The poem "On Shakespeare" was the first of Milton's works to be published. It was composed during 1630 and published in the Second Folio of Shakespeare's play in 1632, where it appeared among other eulogies and verses in Shakespeare's honor (Poetry Foundation, 2011). In the poem, Milton promotes an opinion that was prevalent at the time, according to which Shakespeare was an "untutored genius." With his education stopping at grammar school, Shakespeare was a natural poet who used easy flowing language rather than the highly intellectual "art" of many of his peers at the time.
Another theme in Milton's poem is that of the monument and its suitability to Shakespeare's legacy and his potential for intellectual immortality. Milton recognizes that erected monuments in Shakespeare's honor are inadequate to memorialize his genius. Instead, his readers function as his monument. Instead, Milton echoes a theme that has been one in Shakespeare's Sonnets as well, that the words and ideas of his art, and the readers that appreciate these, are what creates a monument for the artist (Poetry Foundation, 2011). In this way, Shakespeare's words and readers combine to provide for him a fitting and immortal monument (Hunter, 1986, p. 88). The phrase "Make us marble" is significant here. Marble is used as a metaphor for the monument that readers become in reading and admiring Shakespeare's works.
Even in his writing of this tribute, and although Milton clearly had great admiration for Shakespeare, it is unlikely that he relied greatly on the playwright for subject matter influence, having mainly concentrated his work around religious and biblical themes. Hunter (1986, p. 88) suggests that Milton's epitaph may indicate his knowledge of epitaph literature in general and his awareness of other Shakespeare epitaphs particularly.
Julius Caesar and Paradise Lost
This is however not to say that similarities between Shakespeare and Milton are absent. Indeed, when considering Shakespeare's "Julius Caesar" in comparison with Milton's "Paradise Lost," certain parallels can be identified. Brutus and Satan, for example, show some parallels in terms of betrayal and power. Although one is religious and the other political, both plays share the theme of betrayal by a trusted and loved subordinate. Both also focus on the theme of power as instigator for this betrayal (Textual Tapestry, 2009).

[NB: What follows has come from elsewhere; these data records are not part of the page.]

PR #1724, opened 2020-09-15
Add screen for updating the patient's prescription #2

msasikanth:
https://app.clubhouse.io/simpledotorg/story/889/add-screen-for-updating-the-patient-s-prescription


app/src/main/java/org/simple/clinic/teleconsultlog/prescription/patientinfo/TeleconsultPatientInfoEffectHandler.kt
```diff
@@ -16,9 +19,18 @@ class TeleconsultPatientInfoEffectHandler @Inject constructor(
...
         .subtypeEffectHandler<TeleconsultPatientInfoEffect, TeleconsultPatientInfoEvent>()
         .addTransformer(LoadPatientProfile::class.java, loadPatientProfile())
+        .addTransformer(LoadPrescriptionDate::class.java, loadPrescriptionDate())
         .build()
   }
 
+  private fun loadPrescriptionDate(): ObservableTransformer<LoadPrescriptionDate, TeleconsultPatientInfoEvent> {
+    return ObservableTransformer { effects ->
+      effects
+          .map { LocalDate.now(userClock) }
```
vinaysshenoy, line 29: While this works, I prefer to add the current timestamp in an event when it is generated by the user (if it's a UI event) and then derive the date from it in the effect handler when it needs to be used instead of adding a separate effect for loading the current date.

But this is a good approach if the source trigger for this effect is not a UI event.

app/src/main/java/org/simple/clinic/teleconsultlog/prescription/patientinfo/TeleconsultPatientInfoModel.kt
```diff
@@ -1,22 +1,29 @@
...
 
 import org.simple.clinic.patient.PatientProfile
+import java.time.LocalDate
 import java.util.UUID
 
 data class TeleconsultPatientInfoModel(
     val patientUuid: UUID,
-    val patientProfile: PatientProfile?
+    val patientProfile: PatientProfile?,
+    val prescriptionDate: LocalDate?
```
vinaysshenoy, line 13: I looked into the later commits and saw that this date is only being used to render the current date on the UI. If this is the case, I think we can make the current date part of the factory method of the model and provide it when creating it since it is very unlikely the date will change while the medical officer is on this screen.

This will let us skip needing the effect to load the current date.

app/src/main/java/org/simple/clinic/teleconsultlog/prescription/patientinfo/TeleconsultPatientInfoView.kt
```diff
@@ -0,0 +1,122 @@
...
+  lateinit var dateFormatter: DateTimeFormatter
+
+  @Inject
+  lateinit var effectHandler: TeleconsultPatientInfoEffectHandler
+
+  @Inject
+  lateinit var screenRouter: ScreenRouter
+
+  private val delegate by unsafeLazy {
+    val screenKey = screenRouter.key<TeleconsultPrescriptionScreenKey>(this)
```
vinaysshenoy, line 45: Not necessary to change this, but something to keep in mind here that we are coupling this view to the `TeleconsultPrescriptionScreen`.

vinaysshenoy: I am assuming that this is because this view is going to be embedded within that screen.

app/src/main/java/org/simple/clinic/teleconsultlog/prescription/patientinfo/TeleconsultPatientInfoView.kt
```diff
@@ -0,0 +1,122 @@
...
+  private fun displayPatientAddress(address: PatientAddress) {
+    val addressFields = listOf(
+        address.streetAddress,
+        address.colonyOrVillage,
+        address.district,
+        address.state,
+        address.zone
+    ).filterNot { it.isNullOrBlank() }
+
+    patientAddressTextView.text = addressFields.joinToString()
```
vinaysshenoy, line 112: Is this bit of code that joins the address fields into a comma-separated string repeated in a few places? I feel like I've seen similar pieces of code earlier.

vinaysshenoy: If yes, we might just want to extract it to a method on the `PatientAddress` class.

app/src/main/res/values/strings.xml
```diff
@@ -712,4 +712,7 @@
 
   <!-- Teleconsult Prescription Screen -->
   <string name="screen_teleconsult_prescription_patient_details" translatable="false">%1$s, %2$s, %3$s</string>
-</resources>
+
+  <!-- Teleconsult Patient Info View -->
+  <string name="view_teleconsult_patient_info" translatable="false">%1$s, %2$s, %3$s</string>
```
vinaysshenoy, line 717: Something to think about for the future, but we have a lot of untranslatable strings now, and I'm wondering if we should extract those out into a separate string resources file for better separation at some point.

vinaysshenoy (changes requested):

app/src/main/java/org/simple/clinic/teleconsultlog/prescription/patientinfo/TeleconsultPatientInfoView.kt
msasikanth: Yes. Is there a better way of handling these cases?

app/src/main/java/org/simple/clinic/teleconsultlog/prescription/patientinfo/TeleconsultPatientInfoModel.kt
msasikanth: Yes, I was considering both these usages and thought having effect is better for testing. But yeah, it doesn't make much sense to have effect that loads just the date, will switch to the factory method.

app/src/main/res/values/strings.xml
msasikanth: Definitely, it's also worth considering using a single string for commonly used text like this one.

app/src/main/java/org/simple/clinic/teleconsultlog/prescription/patientinfo/TeleconsultPatientInfoView.kt
msasikanth: Yes, will do that.

app/src/main/java/org/simple/clinic/teleconsultlog/prescription/patientinfo/TeleconsultPatientInfoEffectHandler.kt
msasikanth: Removed this after placing the `prescriptionDate` as factory parameter for the model.

app/src/main/java/org/simple/clinic/teleconsultlog/prescription/patientinfo/TeleconsultPatientInfoView.kt
vinaysshenoy: Not at the moment, I think it's find to keep this as is. A more scalable approach might be to have more find grained Dependency scopes which we can use to inject these properties into sub views.

app/src/main/res/values/strings.xml
vinaysshenoy: Can we raise a ticket for this so we can get to it at some point?

app/src/main/java/org/simple/clinic/teleconsultlog/prescription/patientinfo/TeleconsultPatientInfoView.kt
msasikanth: Agreed ✅

app/src/main/res/values/strings.xml
msasikanth: Tracking stories here:
- https://app.clubhouse.io/simpledotorg/story/1236/extract-non-translatable-strings-into-separate-string-resource-file-for-better-separation
- https://app.clubhouse.io/simpledotorg/story/1237/extract-common-strings-into-a-single-string

app/src/main/java/org/simple/clinic/patient/PatientAddress.kt
```diff
@@ -36,6 +36,17 @@ data class PatientAddress(
 
     val deletedAt: Instant?
 ) : Parcelable {
+
+  val addressFieldsString: String
```
vinaysshenoy, line 40: Can we rename this to something like `completeAddress` and drop the `String` suffix since that is already in the type?

app/src/main/java/org/simple/clinic/patient/PatientAddress.kt
```diff
@@ -36,6 +36,17 @@ data class PatientAddress(
...
+    get() = listOf(
+        streetAddress,
+        colonyOrVillage,
+        district,
+        state,
+        zone
+    ).filterNot { it.isNullOrBlank() }
+        .joinToString()
```
vinaysshenoy, line 48: I don't like how this is formatted, but it seems like our current settings format it in this way. Maybe we can look at changing our settings later to format it better.

vinaysshenoy (changes requested):
PR looks good, left a comment about naming.

vinaysshenoy (approved):
LGTM

vinaysshenoy (approved):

In "Julius Caesar," for example, Brutus is a tragic hero whose actions are not based upon initially negative intentions. Instead, he had noble intentions but was unintentionally the victim of those who sought civil war in Rome. A comparison can be made with Lucifer's Satan, who is also the victim of the political circumstances that surround him. Although Satan and God are religious figures, their particular relationship and their relationship with those around them are primarily based upon the politics of power. While both Satan and Brutus are then encouraged or even forced by circumstances to become traitors to their supreme rulers, God and Julius Caesar present rulers whose power can be perceived as supreme. Both superiors place trust in the subordinates in question who ultimately betray them. In both cases, the betrayal addresses issues of morality (Textual Tapestry, 2009).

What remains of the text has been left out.